● What the exercise asks: Of all the lines in the records below, copy only those that contain the string "Ditto".
-- Source material follows --
PR #13283, opened 2025-03-07
feat: (storagebatchoperations)  added new resource storage batch operations

gurusai-voleti:

```release-note:new-resource
`google_storage_batch_operations_job`
```


gurusai-voleti:
@trodge  could you help enable SBO API on test project please to run the tests?

gurusai-voleti:
@trodge all the test cases related to the change are successful, please review

the failing test cases are unrelated to this change

mmv1/third_party/terraform/services/storagebatchoperations/resource_storage_batch_operations_job_test.go
```diff
@@ -0,0 +1,496 @@
...
+import (
+	"fmt"
+	"regexp"
+	"testing"
+
+	"github.com/hashicorp/terraform-plugin-testing/helper/resource"
+	"github.com/hashicorp/terraform-provider-google/google/acctest"
+)
+
+func TestAccStorageBatchOperationsJobs_storageBatchOperationsError(t *testing.T) {
```
kautikdk, line 18: What's the need of this test? We usually don't add error tests in the acceptance testing until we are having a very customized implementation.

mmv1/third_party/terraform/services/storagebatchoperations/resource_storage_batch_operations_job_test.go
```diff
@@ -0,0 +1,496 @@
...
+	return fmt.Sprintf(`
+resource "google_storage_bucket" "bucket" {
+  name     = "%s"
+  location = "us-central1"
+  uniform_bucket_level_access = true
+  force_destroy = true
+}
+resource "google_storage_batch_operations_job" "job" {
+	job_id     = "%s"
+	location = "global"
```
kautikdk, line 204: Spacing can be reformatted in the test configs.

mmv1/third_party/terraform/services/storagebatchoperations/resource_storage_batch_operations_job_test.go
```diff
@@ -0,0 +1,496 @@
...
+				ResourceName:            "google_storage_batch_operations_job.job",
+				ImportState:             true,
+				ImportStateVerify:       true,
+				ImportStateVerifyIgnore: []string{"job_id", "location", "delete_protection"},
+			},
+		},
+	})
+}
+
+func TestAccStorageBatchOperationsJobs_jobWithPrefixDeleteLiveObject(t *testing.T) {
```
kautikdk, line 84: I believe, the above test is testing the same structured config. Do we need this to be tested separately with different test-case?

mmv1/products/storagebatchoperations/Job.yaml
```diff
@@ -0,0 +1,275 @@
...
+        type: Boolean
+        description: 'enable flag to permanently delete object and all object versions if versioning is enabled on bucket'
+        immutable: true
+        required: true
+    exactly_one_of:
+      - 'delete_object'
+      - 'put_metadata'
+      - 'rewrite_object'
+      - 'put_object_hold'
+    custom_expand: 'templates/terraform/custom_expand/storage_batch_operations_job_delete_object.go.tmpl'
```
kautikdk, line 161: Why do we need custom expand and custom flatten for this field?

mmv1/third_party/terraform/.teamcity/components/inputs/services_beta.kt
```diff
@@ -766,6 +766,11 @@ var ServicesListBeta = mapOf(
         "displayName" to "Storage",
         "path" to "./google-beta/services/storage"
     ),
+    "storagebatchoperations" to mapOf(
+        "name" to "storagebatchoperations",
+        "displayName" to "StorageBatchJobOperations",
```
kautikdk, line 771: Should display name be "StorageBatchOperations"? Ditto for other file.

kautikdk (commented):
Instead of using custom delete and custom update, can we utilize pre delete and pre update?

mmv1/third_party/terraform/services/storagebatchoperations/resource_storage_batch_operations_job_test.go
gurusai-voleti: there is change in flag permanent_object_deletion_enabled true and false

mmv1/products/storagebatchoperations/Job.yaml
gurusai-voleti: here if we set the permanent_object_deletion_enabled as false the auto generated code is not working as expected so written an custom flatten and expansion

gurusai-voleti:
> Instead of using custom delete and custom update, can we utilize pre delete and pre update?

entire delete and update are overridden so I think better to use custom instead of pre

mmv1/third_party/terraform/services/storagebatchoperations/resource_storage_batch_operations_job_test.go
gurusai-voleti: removed the test case

mmv1/third_party/terraform/services/storagebatchoperations/resource_storage_batch_operations_job_test.go
gurusai-voleti: updated

mmv1/third_party/terraform/services/storagebatchoperations/resource_storage_batch_operations_job_test.go
kautikdk: But that may not require separate test rather can be added in the previous test as new step. This is to maintain readability and we don't end up having a test suite that are hard to understand for future changes.

kautikdk:
> > Instead of using custom delete and custom update, can we utilize pre delete and pre update?
> 
> entire delete and update are overridden so I think better to use custom instead of pre

What is the need to override entire update and delete? Is there any API behavior which is forcing us write full custom code?

mmv1/products/storagebatchoperations/Job.yaml
```diff
@@ -0,0 +1,275 @@
...
+---
+name: 'Job'
+kind: 'storagebatchoperations#jobs'
+id_format: 'projects/{{project}}/locations/{{location}}/jobs/{{job_id}}'
+base_url: 'projects/{{project}}/locations/{{location}}/jobs'
+self_link: 'projects/{{project}}/locations/{{location}}/jobs/{{job_id}}'
+create_url: 'projects/{{project}}/locations/{{location}}/jobs?jobId={{job_id}}'
+import_format:
+  - 'projects/{{project}}/locations/{{location}}/jobs/{{job_id}}'
+timeouts:
```
kautikdk, line 22: Do we have any SLO documentation for this timeout values?

mmv1/products/storagebatchoperations/Job.yaml
```diff
@@ -0,0 +1,275 @@
...
+      The timestamp at which this storage batch operation was most recently updated.
+    output: true
+  - name: 'jobId'
+    type: String
+    description: 'The ID of the job.'
+    url_param_only: true
+    immutable: true
+    validation:
+      regex: '^[a-z0-9]([-a-z0-9]*[a-z0-9])?.$'
+  - name: 'location'
```
kautikdk, line 74: I think, we are not allowing users to specify this field rather it is global for every operation.

mmv1/products/storagebatchoperations/Job.yaml
```diff
@@ -0,0 +1,275 @@
...
+    description: |
+      The timestamp at which this storage batch operation was most recently updated.
+    output: true
+  - name: 'jobId'
+    type: String
+    description: 'The ID of the job.'
+    url_param_only: true
+    immutable: true
+    validation:
+      regex: '^[a-z0-9]([-a-z0-9]*[a-z0-9])?.$'
```
kautikdk, line 73: Do we need this client side validation?

mmv1/products/storagebatchoperations/Job.yaml
```diff
@@ -0,0 +1,275 @@
...
+    description: |
+      The time that the job was completed.
+    output: true
+  - name: 'state'
+    type: String
+    description: |
+      State of the job.
+    output: true
+properties:
+  - name: 'bucketList'
```
kautikdk, line 96: Is this required field?

mmv1/products/storagebatchoperations/Job.yaml
```diff
@@ -0,0 +1,275 @@
...
+        description: contains object_prefix and bucket
+        immutable: true
+        item_type:
+          type: NestedObject
+          properties:
+            - name: 'bucket'
+              type: string
+              required: true
+              immutable: true
+              description: 'bucket on which operations performed'
```
kautikdk, line 116: "Bucket name for the objects to be transformed."

mmv1/products/storagebatchoperations/Job.yaml
```diff
@@ -0,0 +1,275 @@
...
+    description: List of buckets and their objects to be transformed. Currently, only one bucket configuration is supported. If multiple buckets are specified, an error will be returned
+    immutable: true
+    min_size: 1
+    max_size: 1
+    properties:
+      - name: 'buckets'
+        type: Array
+        min_size: 1
+        max_size: 1
+        description: contains object_prefix and bucket
```
kautikdk, line 107: You can follow API field description for better readability: https://cloud.google.com/storage/docs/storagebatchoperations/reference/rest/v1/projects.locations.jobs#BucketList

mmv1/products/storagebatchoperations/Job.yaml
```diff
@@ -0,0 +1,275 @@
...
+              type: string
+              required: true
+              immutable: true
+              description: 'bucket on which operations performed'
+            - name: 'prefixList'
+              type: NestedObject
+              immutable: true
+              min_size: 1
+              max_size: 1
+              description: 'bucket on which operations performed'
```
kautikdk, line 122: Description is not aligning with the field.

mmv1/products/storagebatchoperations/Job.yaml
```diff
@@ -0,0 +1,275 @@
...
+                  item_type:
+                    type: String
+            - name: 'manifest'
+              type: NestedObject
+              immutable: true
+              required: false
+              exactly_one_of:
+                - 'bucket_list.0.buckets.0.prefix_list'
+                - 'bucket_list.0.buckets.0.manifest'
+              description: 'contain the manifest source file that is a CSV file in a Google Cloud Storage bucket'
```
kautikdk, line 140: Ditto as suggested above for the description.

mmv1/products/storagebatchoperations/Job.yaml
```diff
@@ -0,0 +1,275 @@
...
+                  immutable: true
+                  description: 'list of objects to perform operations in csv format on storage bucket'
+  - name: 'deleteObject'
+    type: NestedObject
+    description: 'allows batch operations to delete objects in bucket'
+    immutable: true
+    properties:
+      - name: 'permanentObjectDeletionEnabled'
+        type: Boolean
+        description: 'enable flag to permanently delete object and all object versions if versioning is enabled on bucket'
```
kautikdk, line 153: nit: "...bucket."

kautikdk:
> > > > Instead of using custom delete and custom update, can we utilize pre delete and pre update?
> > > 
> > > 
> > > entire delete and update are overridden so I think better to use custom instead of pre
> > 
> > 
> > What is the need to override entire update and delete? Is there any API behavior which is forcing us write full custom code?
> 
> all the fields are immutable and delete_protection field is only update able so customised the code for update

So can we achieve similar behavior with `pre_update` and `pre_delete`?

kautikdk (commented):
One general feedback would to use period/fullstop to indicate completion of field description for all fields.

mmv1/products/storagebatchoperations/Job.yaml
gurusai-voleti: we don't have any, added default times for now

mmv1/products/storagebatchoperations/Job.yaml
gurusai-voleti: yes will add default value as global, and remove required

mmv1/products/storagebatchoperations/Job.yaml
gurusai-voleti: min_size is set to 1  and max_size it will suffice the required, will add required: true also

mmv1/products/storagebatchoperations/Job.yaml
gurusai-voleti: updated description

mmv1/products/storagebatchoperations/Job.yaml
gurusai-voleti: updated

mmv1/products/storagebatchoperations/Job.yaml
gurusai-voleti: updated description

mmv1/products/storagebatchoperations/Job.yaml
gurusai-voleti: updated description

gurusai-voleti:
> > > > > Instead of using custom delete and custom update, can we utilize pre delete and pre update?
> > > > 
> > > > 
> > > > entire delete and update are overridden so I think better to use custom instead of pre
> > > 
> > > 
> > > What is the need to override entire update and delete? Is there any API behavior which is forcing us write full custom code?
> > 
> > 
> > all the fields are immutable and delete_protection field is only update able so customised the code for update
> 
> So can we achieve similar behavior with `pre_update` and `pre_delete`?

we can but along with it we get auto generated code for update which we dont need

mmv1/products/storagebatchoperations/Job.yaml
kautikdk: Ahh, got it!

kautikdk:
> > > > > > Instead of using custom delete and custom update, can we utilize pre delete and pre update?
> > > > > 
> > > > > 
> > > > > entire delete and update are overridden so I think better to use custom instead of pre
> > > > 
> > > > 
> > > > What is the need to override entire update and delete? Is there any API behavior which is forcing us write full custom code?
> > > 
> > > 
> > > all the fields are immutable and delete_protection field is only update able so customised the code for update
> > 
> > 
> > So can we achieve similar behavior with `pre_update` and `pre_delete`?
> 
> we can but along with it we get auto generated code for update which we dont need

So we get unnecessary code for update because most of the fields are immutable but what is the issue `delete`? We prefer to keep code autogenerated as long as we can because of the easy maintenance benefit. Adding two methods with custom code will require us to individually maintain these two files for any future changes rather we can try to avoid it if possible.

mmv1/products/storagebatchoperations/Job.yaml
kautikdk: I don't understand the issue. What is the issue with expander? and what API behavior is causing us to write custom flattener? Can you please explain the issue in a little bit more detail because the autogeneration code should not be value specific and it there is a bug in autogen tool then we can create a ticket right away.

gurusai-voleti:
> > > > > > > Instead of using custom delete and custom update, can we utilize pre delete and pre update?
> > > > > > 
> > > > > > 
> > > > > > entire delete and update are overridden so I think better to use custom instead of pre
> > > > > 
> > > > > 
> > > > > What is the need to override entire update and delete? Is there any API behavior which is forcing us write full custom code?
> > > > 
> > > > 
> > > > all the fields are immutable and delete_protection field is only update able so customised the code for update
> > > 
> > > 
> > > So can we achieve similar behavior with `pre_update` and `pre_delete`?
> > 
> > 
> > we can but along with it we get auto generated code for update which we dont need
> 
> So we get unnecessary code for update because most of the fields are immutable but what is the issue `delete`? We prefer to keep code autogenerated as long as we can because of the easy maintenance benefit. Adding two methods with custom code will require us to individually maintain these two files for any future changes rather we can try to avoid it if possible.

we have delete_protection field in delete which required to make it custom

mmv1/products/storagebatchoperations/Job.yaml
gurusai-voleti: when the flag is set to false, in autogenerated code there is some logic which is  ignoring its value and empty map being sent

https://github.com/GoogleCloudPlatform/magic-modules/blob/a507efe4277d57b06383d0d2d93e88f2d0fbd856/mmv1/templates/terraform/custom_expand/storage_batch_operations_job_delete_object.go.tmpl#L25 

I debugged and removed some  logic over here when I created it in both flattener and expander

mmv1/third_party/terraform/services/storagebatchoperations/resource_storage_batch_operations_job_test.go
gurusai-voleti: as all the fields are immutable, a seperate job should be created for each of the case so seperated the test

gurusai-voleti: updated test case into one test as suggested

mmv1/templates/terraform/custom_delete/storage_batch_operations_job.go.tmpl
```diff
@@ -0,0 +1,3 @@
+if d.Get("delete_protection").(bool) {
```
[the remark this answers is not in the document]
gurusai-voleti: updated

mmv1/products/storagebatchoperations/Job.yaml
trodge: Not sending empty objects is the default magic modules behavior. There is a send empty flag when different behavior is needed

gurusai-voleti: added send_empty_value and removed custom expansion, working as expected

pavandagagoogle:
@trodge - Can you review? This is a feature which is already GA

mmv1/products/storagebatchoperations/Job.yaml
```diff
@@ -0,0 +1,289 @@
...
+custom_code:
+  custom_update: 'templates/terraform/custom_update/storage_batch_operations_job.go.tmpl'
+  pre_delete: 'templates/terraform/pre_delete/storage_batch_operations_job.go.tmpl'
+virtual_fields:
+  - name: 'delete_protection'
+    description: |
+      If set to `true`, the storage batch operation job will not be deleted and new job will be created.
+    type: Boolean
+    default_value: true
+parameters:
```
kautikdk, line 57: nit: I believe fields with `url_param_only` should be specified in this section, other fields should be added in properties section. Ultimately both are same but this is the kind of pattern we follow. @trodge can you please confirm this?

mmv1/third_party/terraform/services/storagebatchoperations/resource_storage_batch_operations_job_test.go
```diff
@@ -0,0 +1,379 @@
...
+		ProtoV5ProviderFactories: acctest.ProtoV5ProviderFactories(t),
+		Steps: []resource.TestStep{
+			{
+				Config: testAccStorageBatchOperationsCreateJobWithPrefix(bucketName, jobID),
+			},
+			{
+				ResourceName:            "google_storage_batch_operations_job.job",
+				ImportState:             true,
+				ImportStateVerify:       true,
+				ImportStateVerifyIgnore: []string{"job_id", "location", "delete_protection"},
```
kautikdk, line 28: nit: we don't need `location` here as we removed this field.

kautikdk (approved):
LGTM, Left some comments but shouldn't be blocker for the merge.

mmv1/third_party/terraform/services/storagebatchoperations/resource_storage_batch_operations_job_test.go
gurusai-voleti: updated

kautikdk (approved):

trodge (approved):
-- Source material concluded --
● Answer section:
kautikdk, line 771: Should display name be "StorageBatchOperations"? Ditto for other file.
kautikdk, line 140: Ditto as suggested above for the description.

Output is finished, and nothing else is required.